Hi Cavrooney great to see you on here again. I'm on reading quite alot but don't always post as if I don't think I have anything to add to what others have said I just keep quiet. It's nice to see all the people coming on and saying hi. Glad your feeling better and I'm excited about the prospect of puppies haw wonderful for you....Jill


----------



## Guest (Mar 23, 2009)

joote said:


> teeheee 30 odd posts AND a thread in cat chat well isnt someone doing well
> big claps everyone


lol...love it.


----------



## AlexT (Jan 16, 2009)

Hey Cavy i'm quite new but maybe i could be a potential (SP??) new friend of yours?
I hope your ok and congrats on the puppy news!!!
x


----------



## catlover22 (Mar 18, 2009)

FREE SPIRIT said:


> lol...love it.


thanks guys! i know im doing so well, iv not been a member for even a week yet either!! the show of love is overwhelming me, please stop!


----------



## catlover22 (Mar 18, 2009)

FREE SPIRIT said:


> suzy93074 said:
> 
> 
> > lol...your'e welcome and i know you have more class...xxxx
> ...


----------



## joote (Dec 11, 2008)

hahah god guys dont you know speaking to each other requires a room now......... hotels will be raking it in


----------



## Izzie999 (Nov 27, 2008)

oh dear I thought I was on the Muppets thread, what are you doing here Catlover 22???

Izzie


----------



## joote (Dec 11, 2008)

Izzie999 said:


> oh dear I thought I was on the Muppets thread, what are you doing here Catlover 22???
> 
> Izzie


ohh you know showing us all how its done, did you hear she has 30 odd posts AND a thread on cat chat, i sure admire these newbies


----------



## Dylan & Daisy (Feb 4, 2009)

Nice to see a thread full of love....... way to go :001_tt2:


----------



## Georges Mum (Aug 12, 2008)

And i have just given my first negative rep!


----------



## Guest (Mar 23, 2009)

joote said:


> ohh you know showing us all how its done, did you hear she has 30 odd posts AND a thread on cat chat, i sure admire these newbies


Yeah and they had all the intelligence of a walnut.


----------



## joote (Dec 11, 2008)

isnt it funny, all the good advice i try to give out about cats ect and this is the thread i'm getting rep for.


----------



## scattyk (Jan 2, 2009)

now I don't wont to offend anyone, I think people should be intitled to there own opions - if everyone agreed we'd all soon be bored.

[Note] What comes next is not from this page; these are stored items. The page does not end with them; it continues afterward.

PR #1395, opened 2026-06-02
Reject invalid preset CLI stores

redpersongpt:
preset cli was only catching broken json. a valid list still crashed later with a traceback.

this fails early with a useful message instead.

checked: pytest -q tests/test_preset_cli_store.py

PR #1404, opened 2026-06-02
Ignore invalid integration rows

redpersongpt:
one non-object row in integrations.json could hide every integration.

this keeps the valid entries and ignores only the bad rows.

checked: pytest -q tests/test_integrations_store_shape.py

### DIFF
--- a/src/integrations.py
+++ b/src/integrations.py
@@ -197,6 +197,10 @@ def load_integrations() -> List[Dict[str, Any]]:
         if not isinstance(integrations, list):
             log.error("Invalid integrations file shape: expected a list")
             return []
+        valid_integrations = [item for item in integrations if isinstance(item, dict)]
+        if len(valid_integrations) != len(integrations):
+            log.error("Invalid integrations file rows: ignored non-object entries")
+        integrations = valid_integrations
         if _has_plaintext_api_key(integrations):
             save_integrations(_decrypt_integration_secrets(integrations))
         return _decrypt_integration_secrets(integrations)
--- a/tests/test_integrations_store_shape.py
+++ b/tests/test_integrations_store_shape.py
@@ -1,0 +1,11 @@
+import json
+
+from src import integrations
+
+
+def test_load_integrations_skips_non_object_rows(tmp_path, monkeypatch):
+    data_file = tmp_path / "integrations.json"
+    data_file.write_text(json.dumps([{"id": "good", "name": "Good"}, "bad", None]))
+    monkeypatch.setattr(integrations, "DATA_FILE", str(data_file))
+
+    assert integrations.load_integrations() == [{"id": "good", "name": "Good"}]


pewdiepie-archdaemon:
The integration-store hardening looks focused and test-backed:

```text
src/integrations.py
tests/test_integrations_store_shape.py
```

```text
README.md
```

Current `main` is `69d6fe44b3861d541628af6c6eb37d742e24986e`. After rebase, the direct diff should only be the integrations files.

redpersongpt:
rebased. two-dot is just the integrations loader and its test now. reran the focused test too.

lalalune (approved):
✅ **Tested & LGTM**

**Re-verified** with real deps (Python 3.12): the PR's tests → **1 passed**.

**What it does:** Filters the integrations store to dict rows, logging when non-object entries are ignored, so one malformed row can't break integration loading. On-mission (degraded-state robustness).

pewdiepie-archdaemon:
After #1395 merged, this branch is one merge stale. Intended diff is `src/integrations.py` + `tests/test_integrations_store_shape.py`, but direct diff also includes `scripts/odysseus-preset` and `tests/test_preset_cli_store.py`.\n\nPlease rebase onto current `main` (abbc073) so the direct diff only contains the integrations store-shape fix.

redpersongpt:
rebased onto abbc073. two-dot is back to just the integrations files.

pewdiepie-archdaemon:
After #1417 merged, this branch is one merge stale. Intended diff is `src/integrations.py` + `tests/test_integrations_store_shape.py`, but direct diff also includes `static/js/presets.js` and `tests/test_preset_local_storage_js.py`.\n\nPlease rebase onto current `main` (1ecd113) so the direct diff only contains the integrations store-shape fix.

redpersongpt:
rebased onto 1ecd113. two-dot is back to just the integrations files.

pewdiepie-archdaemon:
After #1423 merged, this branch is one merge stale. Intended diff is `src/integrations.py` + `tests/test_integrations_store_shape.py`, but direct diff also includes `routes/email_pollers.py` and `tests/test_email_polly_imap_leak.py`.\n\nPlease rebase onto current `main` (70103d8) so the direct diff only contains the integrations store-shape fix.

redpersongpt:
rebased onto 70103d8. two-dot is back to just the integrations files.

pewdiepie-archdaemon:
Thanks for rebasing earlier. After #1430 merged, this is stale again by direct diff: two-dot now includes the already-merged vision-model files (, ) in addition to the intended integration-store files. Please rebase onto current  () and keep the direct diff to only:

- 
- 

Once that is clean again, this is small enough to test/merge.

pewdiepie-archdaemon:
Correction to my previous comment: after #1430 merged, the branch is stale by direct diff. Two-dot includes already-merged vision-model files: src/chat_helpers.py and tests/test_vision_model_detection.py. Please rebase onto current main 583df3d. Intended direct diff should only be src/integrations.py and tests/test_integrations_store_shape.py.

redpersongpt:
rebased onto 0e6cbd8. two-dot is back to just the integrations files. focused test passes.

I have been following both threads this afternoon and think some comments on here are really off putting for newbies - who would want to join a so called friendly forum with so many arguments and back biting?

If anyone upsets anyone and you have a problem, why not fight it out with yourselfs via PM's rather than involve everyone else and scare people away from the forum?


----------



## Guest (Mar 23, 2009)

ladywiccana said:


> *Lol i agree....................I gotta feed my troll later
> 
> C'mon now all play nicely thank you :thumbup: :thumbup: an bordie me box is ready lol :thumbup:*


wil fill it later then


----------



## scosha37 (Feb 24, 2008)

FREE SPIRIT said:


>


Dont cha just love that!!....:smilewinkgrin:


----------



## Guest (Mar 23, 2009)

scosha37 said:


> Dont cha just love that!!....:smilewinkgrin:


lol...yes it's very apt sometimes


----------



## mistique57 (Feb 22, 2009)

I am a newbie on here is it like this all the time,lol,cavrooney i noticed u have cav at the begging of your name is that because u have cavs,and do u have cav babies due if so how nice,i have cavs and am waiting 4 one of my girlies 2 come in heat so i can have a litter of cav babies my daughter had a litter last october she has another litter due they were beautiful little babies i bought 4 of mine off her.


----------



## Guest (Mar 23, 2009)

mistique57 said:


> I am a newbie on here is it like this all the time,lol,cavrooney i noticed u have cav at the begging of your name is that because u have cavs,and do u have cav babies due if so how nice,i have cavs and am waiting 4 one of my girlies 2 come in heat so i can have a litter of cav babies my daughter had a litter last october she has another litter due they were beautiful little babies i bought 4 of mine off her.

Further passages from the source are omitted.